■ **EXERCISE**
If a line in the data below holds the word "when", copy it.

■ **MATERIAL TO PROCESS**
PR #1861, opened 2024-08-14
DMP-3735 attempt to fix slow query by forcing a specific SQL query using IN operator

mario-paniccia:
https://tools.hmcts.net/jira/browse/DMP-3735

### Change description ###
On the Perf DB I can see the following extremely slow SQL query:
```
select eode1_0.med_id 
from darts.external_object_directory eode1_0 
where (? = case when eode1_0.med_id is not null then ? end) and eode1_0.ors_id=? and eode1_0.elt_id=?
```
I can't figure out why this SQL is being produced from [this](https://github.com/hmcts/darts-api/blob/a8e0240675574d1ed044c3d5cbc81e97868dd8ca/src/main/java/uk/gov/hmcts/darts/common/repository/ExternalObjectDirectoryRepository.java#L73) JPQL query. Maybe because the JPQL isn't correct since it's using `eod.media.id` rather than `eod.media` ?  I was expecting a query with the IN operator:
```
select * from darts.external_object_directory
where med_id  in (?)
and ors_id=? and elt_id=?
```
Interestingly the above is being produced only when I run locally against a local Postgres, not in integration tests (both H2 and Testcontainers)
I've tested the IN operator version on Perf env and that is fast, therefore as the quickest solution I'm using a native query to force IN operator query to be used.

```
[ ] Yes
[x ] No
```

### DIFF
--- a/src/main/java/uk/gov/hmcts/darts/common/repository/ExternalObjectDirectoryRepository.java
+++ b/src/main/java/uk/gov/hmcts/darts/common/repository/ExternalObjectDirectoryRepository.java
@@ -62,16 +62,17 @@ public interface ExternalObjectDirectoryRepository extends JpaRepository<Externa
     List<ExternalObjectDirectoryEntity> findByTranscriptionDocumentEntityAndExternalLocationType(TranscriptionDocumentEntity transcriptionDocument,
                                                                                                  ExternalLocationTypeEntity externalLocationType);
 
-    @Query(
-        """
-                SELECT eod.media.id FROM ExternalObjectDirectoryEntity eod
-                WHERE eod.media.id in :mediaIdList
-                AND eod.status = :status
-                AND eod.externalLocationType = :externalLocationType
-            """
+    @Query(value = """
+                SELECT eod.med_id 
+                FROM darts.external_object_directory eod
+                WHERE eod.med_id in (:mediaIdList)
+                AND eod.ors_id = :status
+                AND eod.elt_id = :externalLocationType
+            """,
+        nativeQuery = true
     )
-    List<Integer> findMediaIdsByInMediaIdStatusAndType(List<Integer> mediaIdList, ObjectRecordStatusEntity status,
-                                                       ExternalLocationTypeEntity externalLocationType);
+    List<Integer> findMediaIdsByInMediaIdStatusAndType(List<Integer> mediaIdList, Integer status,
+                                                       Integer externalLocationType);
 
     @Query(
         """
--- a/src/main/java/uk/gov/hmcts/darts/common/repository/ExternalObjectDirectoryRepository.java
+++ b/src/main/java/uk/gov/hmcts/darts/common/repository/ExternalObjectDirectoryRepository.java
@@ -62,17 +62,16 @@ public interface ExternalObjectDirectoryRepository extends JpaRepository<Externa
     List<ExternalObjectDirectoryEntity> findByTranscriptionDocumentEntityAndExternalLocationType(TranscriptionDocumentEntity transcriptionDocument,
                                                                                                  ExternalLocationTypeEntity externalLocationType);
 
-    @Query(value = """
-                SELECT eod.med_id 
-                FROM darts.external_object_directory eod
-                WHERE eod.med_id in (:mediaIdList)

■ **WRITTEN RESPONSE**
where (? = case when eode1_0.med_id is not null then ? end) and eode1_0.ors_id=? and eode1_0.elt_id=?
Interestingly the above is being produced only when I run locally against a local Postgres, not in integration tests (both H2 and Testcontainers)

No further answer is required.